LA VISION DE MARGARITONE
Margaritone, chargé d'ans et de travaux, visitait un jour l'atelier d'un jeune peintre nouvellement établi dans la ville. Il y remarqua une madone encore toute fraîche, qui, bien que sévère et rigide, grâce à une certaine exactitude dans les proportions et à un assez diabolique mélange d'ombres et de lumières, ne laissait pas que de prendre du relief et quelque air de vie. À cette vue, le naïf et sublime ouvrier d'Arezzo découvrit avec horreur l'avenir de la peinture.
Il murmura, le front dans les mains:
—Que de hontes cette figure me fait pressentir! J'y discerne la fin de l'art chrétien, qui peint les âmes et inspire un ardent désir du ciel. Les peintres futurs ne se borneront pas, comme celui-ci, à rappeler sur un pan de mur ou un panneau de bois la matière maudite dont nos corps sont formés: ils la célébreront et la glorifieront. Ils revêtiront leurs figures des dangereuses apparences de la chair; et ces figures sembleront des personnes naturelles. On leur verra des corps; leurs formes paraîtront à travers leurs vêtements. Sainte Madeleine aura des seins, sainte Marthe un ventre, sainte Barbe des cuisses, sainte Agnès des fesses (buttocks); saint Sébastien dévoilera sa grâce adolescente et saint Georges étalera sous le harnais les richesses musculaires d'une virilité robuste; les apôtres, les confesseurs, les docteurs et Dieu le Père lui-même paraîtront en manière de bons paillards comme vous et moi; les anges affecteront une beauté équivoque, ambiguë, mystérieuse qui troublera les coeurs. Quel désir du ciel vous donneront ces représentations? Aucun; mais vous y apprendrez à goûter les formes de la vie terrestre. Où s'arrêteront les peintres dans leurs recherches indiscrètes? Ils ne s'arrêteront point. Ils en arriveront à montrer des hommes et des femmes nus comme les idoles des Romains. Il y aura un art profane et un art sacré, et l'art sacré ne sera pas moins profane que l'autre.
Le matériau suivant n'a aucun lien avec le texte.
PR #7547, opened 2023-07-18
Reset accessibility focus (#7546)

Gela:
Cherry picking this commit from `main` to fix a crash with special characters: https://github.com/mozilla-mobile/mozilla-vpn-client/pull/7546

### DIFF
--- a/nebula/ui/components/forms/MZTextField.qml
+++ b/nebula/ui/components/forms/MZTextField.qml
@@ -56,8 +56,8 @@ TextField {
     onTextChanged: {
         if (Qt.platform.os === "osx") {
             textField.focusReasonA11y = true
-            textField.focus = false;
-            textField.forceActiveFocus();
+            Accessible.focused = false
+            Accessible.focused = true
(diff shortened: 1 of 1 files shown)


lesleyjanenorton (approved):
Thanks @Gela !

nebula/ui/components/forms/MZTextField.qml
```diff
@@ -56,8 +56,8 @@ TextField {
     onTextChanged: {
         if (Qt.platform.os === "osx") {
             textField.focusReasonA11y = true
-            textField.focus = false;
-            textField.forceActiveFocus();
+            Accessible.focused = false
```
lesleyjanenorton, line 59: Might be worthwhile to follow this up with a helpful code comment to our future selves explaining why we set `Accessible.focused` to false on L59, then to true on the next.

Gela: There is a comment by Florian right above `onTextChanged` that explains this weird workaround :D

»—Arrière! démons! s'écria le vieux maître.
»Car en une vision prophétique, il découvrait les justes et les saints devenus pareils à des athlètes mélancoliques; il découvrait les Apollo jouant du violon, sur la cime fleurie, au milieu des Muses aux tuniques légères; il découvrait les Vénus couchées sous les sombres myrtes et les Danaé exposant à la pluie d'or leurs flancs délicieux; il découvrait les Jésus dans les colonnades, parmi les patriciens, les dames blondes, les musiciens, les pages, les nègres, les chiens et les perroquets; il découvrait, en un enchevêtrement inextricable de membres humains, d'ailes déployées et de draperies envolées, les Nativités tumultueuses, les Saintes Familles opulentes, les Crucifixions emphatiques; il découvrait les sainte Catherine, les sainte Barbe, les sainte Agnès, humiliant les patriciennes par la somptuosité de leur velours, de leurs brocarts, de leurs perles et par la splendeur de leur poitrine; il découvrait les Aurores répandant leurs roses et la multitude des Diane et des Nymphes surprises nues au bord des sources ombreuses. Et le grand Margaritone mourut suffoqué par ce pressentiment horrible de la Renaissance et de l'école de Bologne.»